On the sixth day, Carlisle joined Edward in my room.

He looked me over, hands flitting over my body. "She healed. She's changed. Bella is a vampire, Edward. I've never heard of a vampire not waking."

Edward said nothing, and eventually Carlisle left.


Finally, they brought in Renesmee. I could hear them arguing about it, worrying that I would wake up and attack her. But eventually, they gave in to Edward's pleas; Rosalie brought her to my side, leaning so she could pat my cheek.

As soon as I felt her touch, images floated through my mind. I saw myself, as a human, battered and bruised, and then as I must look now, pale and beautiful and terribly still. I saw myself rise and reach for my daughter, cuddling her in my arms as she laughed.

And still, I could not move.


Days passed.

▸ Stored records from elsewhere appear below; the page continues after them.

Issue #2326, opened 2020-08-28
Unexpected Permission denied: USE mySpace; YIELD 1;


xuguruogu:
```
USE mySpace; YIELD 1;
```

xuguruogu:
Why this test should fail.

https://github.com/vesoft-inc/nebula/blob/87208af25f4ffe46fa3057119d1eb66c71f672f5/src/graph/test/PermissionTest.cpp#L58-L60

PR #2328, opened 2020-08-31
fix permission check accross spaces. free unused executor to save memory.

xuguruogu:
#2326

### DIFF
--- a/src/graph/AssignmentExecutor.cpp
+++ b/src/graph/AssignmentExecutor.cpp
@@ -49,11 +49,6 @@ Status AssignmentExecutor::prepare() {
 
 
 void AssignmentExecutor::execute() {
-    auto status = checkIfGraphSpaceChosen();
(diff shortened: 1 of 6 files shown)


CPWstatic:
```
USE ...; GO ...;
```
So It will work well now in such a situation when permission check was enabled, right?
If it is so, then that is what we want actually. And would you please add some test for it? I'm so sorry that we did not have much tests about these situation.

xuguruogu:
> ```
> USE ...; GO ...;
> ```
> 
> So It will work well now in such a situation when permission check was enabled, right?
> If it is so, then that is what we want actually. And would you please add some test for it? I'm so sorry that we did not have much tests about these situation.

Tests with no spaces chosen are added.

CPWstatic:
Thanks, this will not considered to merge into v1.0. Please pull another request for v2.0 if the problem remains.

PR #2329, opened 2020-08-31
enhance var: single element var can be used as primary expression. support global var stored in session.

xuguruogu:
https://discuss.nebula-graph.com.cn/t/topic/1134

```
$var = yield 1;
go ... where edge.prop == hash($var);
```

```
global $var = yield 1;

// the whole session can access it by:
yield $var;
```

### DIFF
--- a/src/common/filter/Expressions.cpp
+++ b/src/common/filter/Expressions.cpp
@@ -79,6 +79,8 @@ std::unique_ptr<Expression> Expression::makeExpr(uint8_t kind) {
             return std::make_unique<AliasPropertyExpression>();
         case kVariableProp:
             return std::make_unique<VariablePropertyExpression>();
+        case kVariableVariant:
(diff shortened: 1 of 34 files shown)


xuguruogu:
It seems depends on #2228

Amber1990Zhang:
guess doc is needed if merged. I'll take care this.

dangleptr:
Currently session implementation is not good enough.  After FO,  the session informaiton will be lost.  
So store the variable together with session is eally satisfed your requirements?

xuguruogu:
> Currently session implementation is not good enough. After FO, the session informaiton will be lost.
> So store the variable together with session is eally satisfed your requirements?

As multi spaces may created in same cluster. Session wise global variable is enough.

CPWstatic:
This will be considered in a later v2.0.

Although I could not participate, I listened to the family discuss my daughter. She was growing far too fast. They whispered that she would age and die before she reached five at the rate she grew.

Silently, stilly, I wept.


They told my father that I died in quarantine, that they weren't even allowed to take my body home.

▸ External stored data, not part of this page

PR #2330, opened 2020-08-31
Fix the bug that storages can't exit properly in some cases.

monadbobo:
Use the variable meta_client_retry_interval_secs to control the retry of the meta client.

This fixes the problem that if you start the storage when the meta server is not running, the storage will not exit properly (the default is infinite retry).

### Checklist

### DIFF
--- a/src/storage/StorageServer.cpp
+++ b/src/storage/StorageServer.cpp
@@ -112,7 +112,7 @@ bool StorageServer::start() {
     metaClient_ = std::make_unique<meta::MetaClient>(ioThreadPool_,
                                                      metaAddrs_,
                                                      options);
-    if (!metaClient_->waitForMetadReady()) {
+    if (!metaClient_->waitForMetadReady(FLAGS_meta_client_retry_times)) {
         LOG(ERROR) << "waitForMetadReady error!";
         return false;
     }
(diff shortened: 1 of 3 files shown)


src/storage/StorageServer.cpp
```diff
@@ -112,7 +112,7 @@ bool StorageServer::start() {
     metaClient_ = std::make_unique<meta::MetaClient>(ioThreadPool_,
                                                      metaAddrs_,
                                                      options);
-    if (!metaClient_->waitForMetadReady()) {
+    if (!metaClient_->waitForMetadReady(FLAGS_meta_client_retry_times)) {
```
dangleptr, line 115: If pull message failed after some reties, we should ensure the storaged exit, otherwise it has risk to loss data.

monadbobo: If the meta retry fails, then waitForMetadReady will return false, where the storage will exit.

critical27: If we modify in this way, we need to start meta first. Why not stop the `MetaClient`?

monadbobo: The default wait time here (10 seconds) I think should also be enough for meta to start?

dangleptr: I am curious about why meta-client can't exit the loop after we stop it?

They continued to bring Renesmee to me. She always sent me the same message: me rising and holding her, embracing Edward, being together. I could not move to comfort the child I died for.


Edward began to tell me the goings on in the house. He told me that Jacob had imprinted on Renesmee, and that he guarded us both so the family could hunt. I listened, aching to reach for him.

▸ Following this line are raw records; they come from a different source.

PR #2332, opened 2020-09-01
bug fix: shutdown meta server before job manager init, may core

liuyu85cn:
shutdown job manager if its Initialization finished

### DIFF
--- a/src/daemons/MetaDaemon.cpp
+++ b/src/daemons/MetaDaemon.cpp
@@ -306,7 +306,9 @@ void signalHandler(int sig) {
             }
             {
                 auto gJobMgr = nebula::meta::JobManager::getInstance();
-                gJobMgr->shutDown();
+                if (gJobMgr) {
+                    gJobMgr->shutDown();
+                }
             }
             if (gKVStore) {
                 gKVStore->stop();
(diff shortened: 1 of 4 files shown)


src/daemons/MetaDaemon.cpp
```diff
@@ -306,7 +306,9 @@ void signalHandler(int sig) {
             }
             {
                 auto gJobMgr = nebula::meta::JobManager::getInstance();
-                gJobMgr->shutDown();
+                if (gJobMgr) {
```
monadbobo, line 309: Here we also need to determine if gJobMgr has called the init function.

liuyu85cn: good catch

monadbobo (approved):
LGTM.

src/meta/test/JobManagerTest.cpp
```diff
@@ -13,6 +13,8 @@
 #include "kvstore/Common.h"
 #include "webservice/WebService.h"
 
+#define private public
```
dangleptr, line 16: What's this.....

liuyu85cn: black magic...
this will make test code modify private member directly. 
without declare any "FRIEND_TEST"

dangleptr (dismissed):

monadbobo (dismissed):
LGTM.

bright-starry-sky (dismissed):
LGTM

dangleptr (approved):

critical27 (approved):
Good catch

monadbobo (approved):
LGTM.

I sank into despair. Alice stopped insisting I was awake; she couldn't see me deciding to move. Edward never left my side.

As the weeks passed, Renesmee began coming on her own. She would step lightly into them room and sing to me, or recite poems that she had read. She always left me with a touch and a vision of me joining her.


I began to yearn for mortality. How cruel, that the fate that I had fought for would doom me to an eternity trapped. I could not beg for an end. I could not even weep.


A year after I turned, Edward came to me alone.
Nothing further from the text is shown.